- _Information_:
PR #28, opened 2019-08-07
Add specialized checker for firefox + some small improvements

andrunko:
https://phabricator.endlessm.com/T21208

### DIFF
--- a/src/checker.py
+++ b/src/checker.py
@@ -113,7 +113,7 @@ class ManifestChecker:
     def _get_finish_args_extra_data_from_json(self, path, json_data):
         finish_args = json_data.get('finish-args', [])
         external_data = self._external_data.setdefault(path, [])
-        external_data.extend(ExternalDataFinishArg.from_args(finish_args))
+        external_data.extend(ExternalDataFinishArg.from_args(path, finish_args))
 
     def _get_module_data_from_json(self, path, json_data):
         for module in json_data.get('modules', []):
@@ -129,13 +129,13 @@ class ManifestChecker:
             external_sources = [ source for source in sources if isinstance(source, str) ]
 
             external_data = self._external_data.setdefault(module_path, [])
-            external_data.extend(ExternalDataSource.from_sources(inline_sources))
+            external_data.extend(ExternalDataSource.from_sources(module_path, inline_sources))
 
             for external_source in external_sources:
                 external_source_path = os.path.join(os.path.dirname(self._manifest),
                                                     external_source)
                 external_source_data = self._read_manifest(external_source_path)
-                self._external_data[external_source_path] = ExternalDataSource.from_sources(external_source_data)
+                self._external_data[external_source_path] = ExternalDataSource.from_sources(external_source_path, external_source_data)
 
     def check(self, filter_type=None):
         '''Perform the check for all the external data in the manifest
--- a/src/checker.py
+++ b/src/checker.py
@@ -21,7 +21,7 @@
 from collections import OrderedDict
 from checkers import ALL_CHECKERS
 from lib.externaldata import (
-    ExternalData, ExternalDataSource, ExternalDataFinishArg,
+    ModuleData, ExternalData, ExternalDataSource, ExternalDataFinishArg,
 )
 
 import json
@@ -49,6 +49,7 @@ class ManifestChecker:
 
     def __init__(self, manifest):
         self._manifest = manifest
+        self._modules_data = {}
         self._external_data = {}
 
         # Initialize checkers
@@ -124,18 +125,27 @@ class ManifestChecker:
             else:
                 module_path = path
 
+            module_name = module.get('name')
+            module_data = ModuleData(module_name, module_path, module)
+
             sources = module.get('sources', [])
             inline_sources = [ source for source in sources if not isinstance(source, str) ]
             external_sources = [ source for source in sources if isinstance(source, str) ]
 
             external_data = self._external_data.setdefault(module_path, [])
-            external_data.extend(ExternalDataSource.from_sources(module_path, inline_sources))
+            datas = ExternalDataSource.from_sources(module_path, inline_sources)
+            external_data.extend(datas)
+            module_data.external_data.extend(datas)
 
             for external_source in external_sources:
                 external_source_path = os.path.join(os.path.dirname(self._manifest),
                                                     external_source)
                 external_source_data = self._read_manifest(external_source_path)
-                self._external_data[external_source_path] = ExternalDataSource.from_sources(external_source_path, external_source_data)
+                datas = ExternalDataSource.from_sources(external_source_path, external_source_data)
+                self._external_data[external_source_path] = datas
+                module_data.external_data.extend(datas)
+
+            self._modules_data[module_name] = module_data
 
     def check(self, filter_type=None):
         '''Perform the check for all the external data in the manifest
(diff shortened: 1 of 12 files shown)


andrunko:
Force pushed to add `--rm` to `podman run` in the `run-in-container.sh` script.

src/flatpak-external-data-checker
```diff
@@ -183,6 +183,10 @@ def main():
                         help="Update manifest(s) to refer to new versions of "
                              "external data",
                         action="store_true")
+    parser.add_argument("--commit-only",
+                        help="Do not open PRs for updates, only commit changes "
+                             "to external data (requires --update)",
```
wjt: I think it should imply `--update`, rather than documenting that it does nothing unless you pass another flag.

src/lib/externaldata.py
```diff
@@ -74,9 +74,9 @@ def __str__(self):
                '  Checker: {checker_data}'.format(state=self.state.name,
                                                   filename=self.filename,
                                                   type=self.type.name,
-                                                  url=self.url,
-                                                  checksum=self.checksum,
-                                                  size=self.size,
+                                                  url=self.new_version.url if self.new_version else self.current_version.url,
```
wjt: Personally I would prefer (eg):

```python3
version = self.new_version or self.current_version
...
    url=version.url,
    checksum=version.checksum,
...
```

but, not a big deal.

src/lib/externaldata.py
```diff
@@ -137,36 +137,41 @@ def update(self):
...
-            for i, arg in enumerate(finish_args)
+            cls(source_path, arg, finish_args)
+            for arg in finish_args
             if arg.startswith(cls.PREFIX)
         ]
 
     def update(self):
         if self.new_version is not None:
+            if not self.source in self.source_parent:
+                log.warning("Unable to find index for %s", self.source)
```
wjt: This should only happen on programmer error – I'd just leave this check out and allow `index()` to throw an exception.

tests/test_checker.py
```diff
@@ -69,7 +69,9 @@ def test_check_filtered(self):
 
         ext_data = dummy_checker.check()
         ext_data_from_getter = dummy_checker.get_external_data()
-        self.assertEqual(ext_data_from_getter, ext_data)
+        self.assertEqual(len(ext_data), len(ext_data_from_getter))
+        for data in ext_data:
+            self.assertIn(data, ext_data_from_getter)
```
wjt: Why is this change needed – is the order no longer preserved?

src/checkers/firefoxchecker.py
```diff
@@ -0,0 +1,181 @@
...
+        for line in sha256_table.splitlines():
+            sha256, path = line.split(None, 1)
+            path = path.strip()
+
+            if path.startswith(self.FIREFOX_PLATFORM):
+                assert path.count('/') == 2, path
+                _, dirname, filename = path.split('/')
+
+                source_filename = None
+                if re.match(checker_data['browser']['filename-match'], filename) and \
```
wjt: Why do we need to specify regular expressions to match in the manifest? This checker is Firefox-specific. We can just hardcode them.

src/checkers/firefoxchecker.py
```diff
@@ -0,0 +1,181 @@
...
+                }
+                # add new data to the same manifest as the main browser tarball
+                data = ExternalDataSource.from_source(browser_data.source_path, source, browser_data.source_parent)
+                data.state = ExternalData.State.ADDED
+                added.append(data)
+
+        return added
+
+    def _get_latest_available_version(self):
+        if self._latest_version:
```
wjt: I think you can drop all the manual caching and decorate this function with [functools.lru_cache()](https://docs.python.org/3/library/functools.html#functools.lru_cache):

```python3
    @functools.lru_cache()
    def _get_latest_available_version(self):
```

src/checkers/firefoxchecker.py
```diff
@@ -0,0 +1,181 @@
...
+
+        latest_version_data = {}
+        request_url = self.FIREFOX_RELEASE_INFO_URL
+        with urllib.request.urlopen(request_url) as resp:
+            latest_version_data = json.load(resp)
+
+        if isinstance(latest_version_data, dict) and 'LATEST_FIREFOX_VERSION' in latest_version_data:
+            self._latest_version = latest_version_data['LATEST_FIREFOX_VERSION']
+        else:
+            self._latest_version = None
```
wjt: We should fail in this case.

wjt (changes requested):

tests/test_checker.py
andrunko: Yes, the order is not preserved on the return value of `ManifestChecker.check()` anymore. That is because we run the modules check first and add all modules external data to the check list and then we check individual sources that were not processed yet and add them as they get processed (opposed to only checking sources in order as it was before).

As far as I could see nothing (apart from this test) was using the return value of `ManifestChecker.check()`, so I think it should be safe but please let me know.

src/checkers/firefoxchecker.py
andrunko: This method is invoked inside a `try/catch/finally` and the `self._latest_version` is checked on `finally` with a warning if set to `None`.

Do you think we should raise an exception (i.e. break the checker) in this case? Or how else 
 would you fail here?

src/checkers/firefoxchecker.py
andrunko: Ok, tbh I prefer to have it configurable such that we don't have to force sources/translations filename to match (e.g. in a future official firefox flatpak). 

Maybe leave the checker options but use default values if they are not set?

src/lib/externaldata.py
andrunko: Ack.

src/flatpak-external-data-checker
andrunko: Ack.

src/checkers/firefoxchecker.py
andrunko: Ok, but isn't this more expensive than the current cache? Not that we care much about resources here but still...

src/checkers/firefoxchecker.py
wjt: > Do you think we should raise an exception (i.e. break the checker) in this case?

Probably! If this web service turns out to be unreliable we can do something different.

src/checkers/firefoxchecker.py
wjt: It'll be a dictionary whose key is `self` and whose value is the return value – a dozen bytes or so. I think this is worth the code size reduction.

src/checkers/firefoxchecker.py
wjt: A future official Firefox Flatpak will be generated as part of the Mozilla release process so will not need this script.

wjt: > Maybe leave the checker options but use default values if they are not set?

OK! I predict that we'll never need to set them but I am prepared to be wrong :-)

tests/test_checker.py
wjt: It's probably fine but perhaps you could express this as:

```
         self.assertEqual(len(ext_data), len(ext_data_from_getter))
         self.assertEqual(set(ext_data), set(ext_data_from_getter))
```

?

src/flatpak-external-data-checker
andrunko: Done.

src/lib/externaldata.py
andrunko: Done.

src/lib/externaldata.py
andrunko: Done.

tests/test_checker.py
andrunko: Done.

src/checkers/firefoxchecker.py
andrunko: Done, ended up hardcoding the expressions in the checker - if in the future we find the need we can make it configurable again.

src/checkers/firefoxchecker.py
andrunko: Done.

src/checkers/firefoxchecker.py
andrunko: Done.

andrunko:
Everything should be updated, please check again.

andrunko:
@wjt Squashed the fixup for the script permissions, thanks!

src/checkers/firefoxchecker.py
```diff
@@ -0,0 +1,162 @@
...
+
+        log.debug('Retrieving latest firefox version info')
+        latest_info = None
+        try:
+            latest_info = self._get_latest_version_info(latest_version)
+        except Exception as e:
+            log.warning('Error retrieving latest firefox version info: %s', e)
+        finally:
+            if not latest_info:
+                log.warning('Could not retrieve latest firefox version information')
```
wjt: Again I would prefer to skip the exception handling and just let it bubble up in this case. We won't notice the warnings, but we will notice the job failing.

src/checker.py
```diff
@@ -189,15 +227,24 @@ def get_outdated_external_data(self):
...
         for data in datas:
-            if data.new_version is None:
+            if data.new_version is None and \
+               data.state != ExternalData.State.ADDED and \
+               data.state != ExternalData.State.REMOVED:
                 continue
 
             data.update()
+            if data.state == ExternalData.State.ADDED:
+                message = "Added {}".format(data.filename)
```
wjt, line 245: I guess we'll find out whether, in practice, new translations are added/removed within the lifetime of a given Firefox release. I would expect not.

It would be nice if the commit message could read “Update Firefox to X.Y.Z” rather than “Update 94 modules”; and this would also make #17 easier because we would have already boiled the update down to the salient fact. But, as Voltaire probably didn't say, RESOLVED LATER is the friend of good!

Each time Firefox is updated, the commit message will be 180 lines long because every file will be both added (new version) and removed (old version) whereas the logical change is "Update Firefox to ____". I feel like it would be nice to be able to do

wjt (approved):
I had a few other comments but I just fixed them directly.

src/checker.py
andrunko: Makes sense, I will have a think about it - we could probably use the module the updated data comes from to build the commit msg.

- _Work to complete_:
Check each line of the records for "size" and copy the ones that contain it.

- _Exercise result_:
-                                                  size=self.size,
wjt: It'll be a dictionary whose key is `self` and whose value is the return value – a dozen bytes or so. I think this is worth the code size reduction.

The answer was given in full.